I've got some Rustins Danish Oil here; I'll have a look- ah, I forgot. I had to decant it out of their :-# tin into an unmarked bottle, didn't I...? ](*,) :roll: :lol: 

But as it happens, the info's on their site. And it does say a few minutes.

But wait, Gill bought _Colron_ Danish Oil. But their website is so ghastly I can't find _anything_. :roll: Edit: Found it. I think we may have a slight misunderstanding here...

Cheers, Alf


----------



## Terry Smart (4 May 2005)

That comment just made me have to look at the Colron site...

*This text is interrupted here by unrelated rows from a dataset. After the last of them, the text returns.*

Issue #1368, opened 2026-08-21
add support for ALL languages having Tree-sitter grammar.


vitali87:
See: https://github.com/vitali87/code-graph-rag/blob/main/docs/advanced/adding-languages.md
It is better to add all langauges ourselves in _development_ mode and get rid of this adding-languages option for users. Any thoughts?

vitali87:
Thoughts, as asked — with the caveat that the decision is yours and I have not implemented anything.

**Short version: I think you are right, and the evidence for it is already in the repo.**

## The current option promises more than it delivers

`docs/advanced/adding-languages.md` advertises exactly this:

```bash
cgr language add-grammar ruby
cgr language add-grammar kotlin
```

Both of those have **open issues asking for support** (#118, #1233). If `add-grammar` genuinely delivered support, those issues would not exist. That gap is the argument for your position, stated by the repo itself.

## What `add-grammar` actually produces

It wires node-type tuples into `language_spec.py` from `node-types.json`. What it cannot infer is everything language-specific:

- `codebase_rag/tools/language.py` contains **no reference to `LanguageHandler`** — the flow never produces one
- **9 handler registrations against 15 `SupportedLanguage` members**

So the output is a language that parses and yields definitions, and then diverges from a supported language in ways nobody sees until they look.

## I measured exactly this on Scala last week

Scala had node-type tuples wired and no handler. It produced classes, objects, traits, methods, modules and CALLS — and:

- **no INHERITS edges at all** — `extends A with B` produced nothing
- **no import resolution** — every form returned an empty mapping
- and once inheritance existed, `foo.Service[Int]` bound to a same-named **local** class, inventing an edge the source never expressed

None of that is inferable from `node-types.json`. Each needed reading the grammar and deciding what the language means. That is the work `add-grammar` cannot do and quietly implies it has done.

## Why "development mode only" is the sounder default

The failure mode of a self-service path is **silent partial support**: a user adds Kotlin, indexes, gets a graph, and has no way to know it is missing inheritance and imports. There is no error — just a quieter graph. That is the same silent-smaller-than-truth shape that has produced several bugs here already.

Doing it in development means each language arrives with a handler, fixtures and an oracle, and the support matrix means something. It also makes the demand question honest: the cost of a language is not "run a command", it is the handler work, so deciding which languages to do is a real prioritisation rather than a config toggle.

## Two caveats

[...]

Issue #1233, opened 2026-08-13
Language support request: Kotlin


rafaelcalves:
## Summary

Request official support for **Kotlin** as a parsed language.

## Current state

Kotlin isn't a supported language today. `.kt` files aren't parsed — the only place `kotlin` appears in the codebase is `codebase_rag/constants/ast_java.py` (`JAVA_PATH_KOTLIN`), where it's a JVM **source-root directory name** (`src/main/kotlin`) used by the Java parser to locate package roots. That does not parse Kotlin source.

The language matrix (`docs/architecture/language-support.md`) lists Scala as *In Development* and Ruby with structural support via the ast-grep tier, but Kotlin is absent.

## Motivation

Kotlin is the primary language for Android and a large share of modern JVM backends (Spring Boot, Ktor, Gradle build logic). A JVM-heavy monorepo today gets its Java graphed but its Kotlin invisible, leaving call/import/inheritance edges broken across the Java↔Kotlin boundary. Adding Kotlin closes that gap for mixed-JVM repos.

## Proposed scope

Start with structural coverage (parity with the Ruby ast-grep tier), then grow toward full support:

- Nodes: `Module`/`File`, `Class` (incl. `object`, `data class`, `interface`), `Function`, `Method`
- Edges: `IMPORTS`, `DEFINES`/`DEFINES_METHOD`, `INHERITS`/`IMPLEMENTS`, `CALLS`
- Later: type inference for `val`/`var`, extension functions, companion objects

## Implementation options

1. **Pluggable ast-grep tier** (like Ruby) — a single YAML pattern file, lowest friction to get structural nodes/edges.
2. **Full Tree-sitter parser** via `cgr language add-grammar kotlin` (the docs list this exact invocation) using a `tree-sitter-kotlin` grammar, for richer coverage.

## Notes

Filing per GOVERNANCE.md, which asks for new-language support to be proposed and discussed in an issue before implementation. Happy to contribute the ast-grep tier and tests if this is accepted and a grammar/tier direction is agreed.

PR #1479, opened 2026-08-26
docs: say what add-grammar does NOT do (#1368)

vitali87:
Relates to #1368, and lands the part of it that is true **whichever way that issue is decided**.

## The problem

`docs/advanced/adding-languages.md` lists five things that happen automatically, ending with:

> **Enables Parsing**: Makes the language available for codebase analysis

and mentions no limitation anywhere — **zero** occurrences of "handler", "limitation" or "does not" across 99 lines. It reads as *"you now support this language"*.

The page names `ruby` and `kotlin` as examples. Both have **open issues requesting support** (#118, #1233). That gap is stated by the repo itself.

## What `add-grammar` actually produces

Definitions and calls — everything derivable from the grammars own `tree-sitter.json` and `node-types.json`. It does not produce a `LanguageHandler`; `codebase_rag/tools/language.py` contains no reference to one. Inheritance, import resolution and qualified-name rules live there.

**Measured example, from this repo:** Scala shipped with node types wired and no handler. The result produced classes, objects, traits, methods, modules and CALLS edges — and **no inheritance edges at all**, plus no import resolution for any form. Neither is inferable from `node-types.json`; both took reading the grammar and deciding what the constructs mean.

## Why it is worth documenting rather than leaving implicit

**The failure is silent.** A partially-supported language produces a graph, not an error. Queries return fewer results, with nothing reporting that a whole relationship kind is absent — so the graph is thinner than the code and nothing says so.

## What this deliberately does not claim

Handler-less does **not** mean unsupported. C# and Dart have no handler entry and are `FULL` in the support matrix, because they compensate through frontends and dedicated extraction paths.

So the page points at the [support matrix](docs/architecture/language-support.md) for what each language actually provides, rather than implying a rule that would be wrong for two of them. Both added cross-references were checked to resolve.

Docs-only; no code paths change.

## Summary by CodeRabbit

* **Documentation**
  * Clarified that language-specific extraction may be implemented through language handlers or dedicated language-specific paths.
  * Updated C# and Dart examples to reflect their extraction approaches.
  * Revised the Scala example to note that previous extraction gaps have been addressed, including mixins and import aliasing.
  * Directed readers to the support matrix as the authoritative source for language capabilities.

### DIFF
--- a/docs/advanced/adding-languages.md
+++ b/docs/advanced/adding-languages.md
@@ -50,21 +50,36 @@ Everything above is derived from the grammar's own `tree-sitter.json` and
 `node-types.json`. Anything that depends on what the language *means* is not,
 and cannot be, inferred from those files.
 
-A grammar added this way gets **definitions and calls**. It does not get a
-`LanguageHandler`, and several capabilities live there:
+A grammar added this way gets **definitions and calls**. Everything below the
+line needs language-specific code that someone has written:
 
-| Derived from the grammar | Needs a language handler |
+| Derived from the grammar | Needs language-specific code |
 |---|---|
 | Functions, methods, classes | Inheritance (`extends`, `with`, mixins) |
 | Modules and files | Import resolution and aliasing |
 | Call sites | Qualified-name construction rules |
 
-Measured example: Scala shipped with its node types wired and no handler. It
-produced classes, objects, traits, methods, modules and CALLS edges — and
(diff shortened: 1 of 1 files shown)


vitali87:
@greptileai review

vitali87:
@greptileai review

Requesting a review of head `669ca56f8ecd`. The 5/5 gate timed out waiting for one, and the previous review anchors to an earlier commit.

The very scant information they give on Danish Oil doesn't include the safety bit about disposing of used rags. This has already been done to death here but just in case... be careful! Used cloths should be either laid flat to dry or stored in an airtight glass jar; this product can spontaneously combust.

Sorry, I couldn't stop myself pointing this out!


----------



## dedee (4 May 2005)

Gill,
not sure what happened to my link. I'll take a picture when I get home and post tomorrow.

Andy


----------



## Gill (5 May 2005)

I see what you guys mean about the oil producing a coarse finish if you leave it on too long. However, I've tried wiping some off after five minutes and the finish is much more pleasing. I think that's the way ahead  .

In fairness to Colron, there is a warning on the back of the tin that rags used to apply the product should be disposed of carefully because of a propensity to spontaneous combustion :shock: ! Since I'm applying it with brushes which I then wash immediately in warm, soapy water that shouldn't be too much of a hazard. Famous last words  .

I've been pondering on how to get surplus oil out of the fine blade cuts and decided to try dental tape! I'll let you know how I get on.

Gill


----------



## Chris Knight (5 May 2005)

Gill,

Unwaxed floss might be better? (The tape I've had always seems to be heavily coated in some sort of wax or polymer).


----------



## tim (5 May 2005)

Gill,

Looking good - but what have you done with his heart of oak! 

All the above advice seems to be good and I am not a finishing expert by any means but I want to pick up on something that no one has yet mentioned (that I can see) except you in passing.

I would have thought that one of the more tricky probs you are likely to encounter is with the glue - gluing up after finishing may make adhesion tricky - even with some bare edges and finishing after gluing will mean oil potentially enhancing the squeeze out (as just happened to me on a project! :x ). I don't have a solution but maybe someone else can suggest?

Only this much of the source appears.